A second round of transformations was performed to exclude the possibility of chemical damage to other regions of the pKK388-1 vector. The chemically-modified AHL-pKK388-1 plasmids were isolated from the 11 bacterial lines and digested with EcoRI and NcoI. The fragments were extracted from the gel and then inserted into fresh pKK388-1 vector molecules using the original restriction sites and transformed into cysQ mutant cells. The new set of bacterial lines was tested for complementation in liquid medium. The results indicated that after 24 h, six bacterial lines, including QMF4, showed significantly slow growth (i.e. OD600 less than 0.1) in cysteine-free medium (Fig. 2).
Plasmid DNAs were isolated from the six bacterial lines, and the entire inserts were sequenced. In their inserts, one or two TA base pairs were changed to CG base pairs (data not shown). For the bacterial lines that more than two nucleotides were changed in the insert, site-directed mutagenesis should be conducted to confirm the amino acid residue(s) that had influence on the complementation activity.

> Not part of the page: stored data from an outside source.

Issue #4702, opened 2023-06-16
Add a Prometheus metric for measuring the scalable object loop processing deviation


JorTurFer:
### Proposal

@MrsDaehin and I are working on https://github.com/kedacore/keda/issues/4411 but we have noticed that there isn't any metric 
(in the operator) that we can use for measuring how KEDA is performing in terms of response time.

As the majority of the work (during the normal operation) is done here:
https://github.com/kedacore/keda/blob/bce33756073562a462251dba7f2638aa0b393ca6/pkg/scaling/scale_handler.go#L164-L181

I think that we can add a metric with the difference between the calculated time for next execution (now + pollingInterval) and the real execution time. If the time is close to 0 it means that we are fine, but if the new loop starting is too much later than the expected, we aren't executing the control loop on the expected time, which probably is because the CPU is overloaded

### Use-Case

This metric can give as a measure about how the load is impacting in the scalable object processing loop measuing the time between loops

### Is this a feature you are interested in implementing yourself?

Yes

PR #4703, opened 2023-06-16
feat: Add a Prometheus metric for measuring the scalable object loop processing deviation

JorTurFer:
### Checklist

- [x] Tests have been added
- [TODO] A PR is opened to update the documentation on ([repo](https://github.com/kedacore/keda-docs)) *(if applicable)*

Fixes https://github.com/kedacore/keda/issues/4702


pkg/prommetrics/prommetrics.go
```diff
@@ -120,12 +120,33 @@ var (
...
+
+	scaledJobLatency = prometheus.NewGaugeVec(
+		prometheus.GaugeOpts{
+			Namespace: DefaultPromMetricsNamespace,
+			Subsystem: "scaled_job",
+			Name:      "latency",
+			Help:      "ScaledJob Latency",
+		},
+		[]string{"namespace", "scaledJob"},
+	)
```
JorTurFer, line 142: I'm not sure if we should expose both metrics or just one metric with both merged, something like `scalableObjectLatency`. 
I don't see use cases where you are interested in monitoring only one of them even though you are using ScaledObjects and ScaledJobs, but I see problems writing promql queries if both aren't available (because they don't have one of them yet)
WDTY @zroubalik ?

zroubalik (commented):
I wonder, do you see any actualy latency that could be mesured and exposed here? I mean one in the loop itself? We are already reporting latency per scaler. I am not sure if this kind of metric won't be confusion for users?

JorTurFer:
> I wonder, do you see any actualy latency that could be mesured and exposed here? I mean one in the loop itself? We are already reporting latency per scaler. I am not sure if this kind of metric won't be confusion for users?

The difference here is what are we measuring. In one case, we are measuring the trigger latency and in the other case, we are measuring the deviation between loops. Both are similar, but they are different. For example:
If I have a single ScaledObject with `pollingInterval: 1` and I have 12 triggers with `100ms` of latency, the latency looks nice, but the ScaledObject will have a deviation of 200 ms all the time.

These new metrics measure the difference between the expected execution time and the real execution time, so we are getting a real picture of the overload that we have, if we should have been executed the loop at X time and we execute it later, it's because something is slowing us, it could be due to the triggers' latency but also due to an overload. 

If we have throttling, both metrics will increase, but the increase of `keda_scaler_metrics_latency` doesn't mean an overload in KEDA (because upstream can be responding slowly) and these new metrics do mean it

JorTurFer:
For example, this is how it looks when there is an overload (I have forced it using 1000 SO with `pollingInterval:1` and `cpu: 120m`) and upstream without any problem:
image

This is how it looks when KEDA isn't overloaded (cpu: 1) and it's the upstream who responses slowly:
image

zroubalik (commented):
The numbers are interesting, great stuff.

Let's procced with `keda_internal_scale_loop_latency` as we discussed offline.

zroubalik (approved):
LGTM, great stuff!

tomkerkhove:
Let's make sure we also update our documentation to ensure everyone knows what it represents and how to interpret it

JorTurFer:
> Let's make sure we also update our documentation to ensure everyone knows what it represents and how to interpret it

yeah, I plan to do it later on, I just did this PR before to ensure that we include it in the release (if the release would have been done today). 
Docs update incoming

In the QMF4 insert, for instance, a cytosine (C635) in AHL had been converted to a thymine (Fig. 3). The codon that includes C635 (GCA) codes for Alanine (A212) (Fig. 1), while the mutated codon (GTA) codes for Valine. Notably, A212 is a highly-conserved residue among BPNTases and DPNPases (Fig. 1). Since both Alanine and Valine are hydrophobic, the effect of this substitution in the primary sequence on the three-dimensional structure of AHL is unclear. The A212 of AHL corresponds to the A200 of yeast HAL2 that is a constituent of a β-strand located at the end of N-terminal domain of the protein (Albert et al. 2000). The active site of HAL2 enzyme lies between N-terminal and C-terminal domains. It is possible, therefore, that bulky side chain of valine residue influences the structure of the domain-linking region and eventually the active site space. To demonstrate this prediction, further studies, including X-ray crystallography, should be conducted.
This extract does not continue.